Comment 39 for bug 541511

Revision history for this message
In , legolas558 (legolas558) wrote :

(In reply to comment #37)
> > --- Comment #36 from legolas558 <email address hidden> 2010-03-26 04:51:08 PST ---
> > what if we "give up" on coherency of the first n flushes? something like the
> > screen test of arcade machines, except that we just don't check if test is OK,
> > pretending that coherency becomes consistent after that; I have often found
> > that the last graphics contents of the LVDS pipe are persistent between a
> > reboot (when using a liveCD, for example) and you can actually see the last
> > screenshot a while before screen gets properly cleared and initialized.
>
> That's exactly what my patch currently does - it simply gives up after too
> many retries. Now if this corrupts a pixmap/texture, it just yields visual
> corruptions on the screen. But this can also corrupt the gpu command
> buffer (and some other vital things). And if the gpu reads crap from
> these, it usually just hangs itself.
>
Yes I can understand this; there's always a state machine behind the scenes.

> You've increased max_retries to 2000, which equals to about 1ms of delay.
> And it hasn't helped at all, i.e. the chipset takes probably even longer
> to reach a coherent state again. And 1 ms is an eternity for computer hw,
> so this will crash your box - sooner or later.
>
I have done some other tests and it seems that 1000 or 2000 is high enough to *never* cause a failure with mild usage, while if I make 2 glxgear windows have a clipping rectangle, the failure immediately happens. Might this help? Perhaps openGL is altering the GPU in some way that we cannot forecast?

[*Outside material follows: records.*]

PR #130, opened 2021-02-25
Remove duplicated code

j-waters:
Move duplicated code into separate methods

PR #137, opened 2021-02-26
Allow multiple coins to be active at once, recover from failed buy

### LINKED ISSUE #75: Failed to Buy/Sell. Trying Again.

### LINKED ISSUE #135: Idea: Remove concept of 'current coin'
I was thinking about this after making #134.

Is keeping track of the 'current coin' even necessary? The scout method could be changed to work as follows:

1. Filter the enabled coins to find ones that have a high enough balance to be sold
2. For each of those coins, use the current scouting algorithm

I think that would be simple enough to do, and would fix issues like #75 better. 

This would then allow for the risk to be spread. At the moment as per #122 if there are multiple possible coins we could switch to, we pick the best one. If there was no concept of the 'current coin', we could instead switch from one coin to multiple different coins, and spread the risk. Or when switching to a coin, we could just convert half of the current coin, incase the current coin continues to spike.

I'd happily work on this if people think it's a good idea

j-waters:
Removes the concept of the 'current coin' and instead searches for all enabled coins that have a balance large enough to be traded. More info in #135

Depends on #130 

Supersedes #134 

Closes #135 and closes #75


quantumsheep:
Having a `current_coins` file for initialization would be great along with this modification, what do you think?

j-waters:
Rebased

mehdico:
Not buying anything for me.

j-waters:
@mehdico it's been a while since I made this so it might be broken I'll have to retest it

@edeng23 is this something you'd consider merging? If so I'll rebase and add a method to buy a random coin if you only have a bridge coin - this would also allow us to recover from failed transactions a lot better

leon1995:
Currently, the bot is unusable for me, because I get stuck in a loop, where the bot is trying to sell/buy a coin but the api response with a 1013 error. As mentioned in this pr, this would be fixed here. Therefore, I would be very happy when this pr gets merged soon.

Thanks for your amazing work btw! 😃

jackMort:
@edeng23 any update here?

j-waters:
Rebased

Also added a method to automatically buy a random coin if all we have is the bridge coin, this allows us to better recover from failed transactions

Eventually this could be made smarter by picking a coin that we wouldn't immediately trade out of, by looking at the current ratios and current prices, but I haven't really thought about how that logic would work

johannes-peeters:
> Rebased
> 
> Also added a method to automatically buy a random coin if all we have is the bridge coin, this allows us to better recover from failed transactions
> 
> Eventually this could be made smarter by picking a coin that we wouldn't immediately trade out of, by looking at the current ratios and current prices, but I haven't really thought about how that logic would work

I implemented this logic in my #199 PR. I'm no longer keeping from/to ratio, but compare latest trades to latest prices

j-waters:
Added a method to scout for the optimal coin to buy with the bridge coin - the bot will find the one coin that has all negative ratios and buy that. Buying any other coin would cause the bot to immediately trade away from it, wasting fees.

edeng23:
@j-waters since the code has now been modularized, do you think that we can implement this concept as an alternative to auto_trader.py?
The way I see it, in the future we may have a few different trading strategies and having a different "main" python file for each one can be clean and easy to use. Perhaps we should let the user choose between strategies on startup.

j-waters:
@edeng23 that's an excellent point, I'll do that

johannes-peeters (commented):
Shouldn't we make this a config option? People might start the bot without reading proper documentation, and end up with a coin when they're not really committed yet.

j-waters:
So I'll leave recovering from a failed buy in the default strategy I think. I would personally say that this entire PR could be part of the default strategy, since it doesn't actually change the behaviour too much - sure it allows for multiple coins to be active at one, but as it stands only one ever will be. I'll still open another PR though if you'd prefer it to be a separate strategy @edeng23, I've already written some code for configuring a strategy to use

j-waters:
Done. I still think this behaviour should be the default, but I've opened https://github.com/edeng23/binance-trade-bot/pull/204 which adds strategy selection as well

leon1995:
I still get the error that it failed to buy/sell
```
Selling 0.0 of ICX
Balance is 0.00404
Failed to Buy/Sell. Trying Again.
```

How can I fix this?

j-waters:
@leon1995 that really shouldn't be possible, so I'm not sure, sorry.

leon1995:
@j-waters I think I found the issue. The bot traded my current_coin and after a restart, the bot could not trade it, because my balance was to low.
When I change the current_coin to the main coin I have in binance, before starting the bot, it works fine. But this means, I have to change it on every restart... is there a better solution?

j-waters:
@leon1995 are you sure you're using this branch? Because this branch completely removes the concept of 'current coin', and will only trade with coins where your balance is high enough - the issue you're describing is the exact issue this PR is design to fix

Also, it should be noted that this specific PR is unlikely to be merged, try #204

leon1995:
@j-waters I am using the master branch. I will switch to [this](https://github.com/j-waters/binance-trade-bot/tree/remove_current_coin) branch and try to work it out! thx

EDIT: How can I get rid of these small leftovers of the bot? On some coins I have a balance of just a very few coins with 0.02€ or so...

leon1995:
@j-waters I have no problems since I use your branch. However I discovered, that the bot tries to sell 0.0 coins over and over again
```
Selling 0.0 of VET
Balance is 0.76
Selling 0.0 of VET
Balance is 0.76
Selling 0.0 of VET
Balance is 0.76
```
Do you have a clue why this happens?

> > Sorry but I am shooting in the dark here
>
> We all are ;) But there are some more constants to tune, this time in
> include/drm/intel-gtt.h
>
> #define I830_CC_GTT_WHACK_PAGES 16
>
> Try to increase this (doubling it each step is sensible, the algo only
> uses as much as required, this is just an upper bound). But don't go above
> 128, that'd be crazy (and I would have to figure out a new trick).
>
> btw, dmesg is usually enough - I'll ask if I need anything else.
>
Ok, thank you Daniel, I will revert the retries to 1000 and make the next possible 3 tests with the whack pages constant.

Can we state that the pre-KMS driver was working good enough because bug was harder to trigger in those conditions? I can say I experienced lockups when watching videos or when shutting down even with the pre-KMS/Xorg1.6 combo, but it was rare.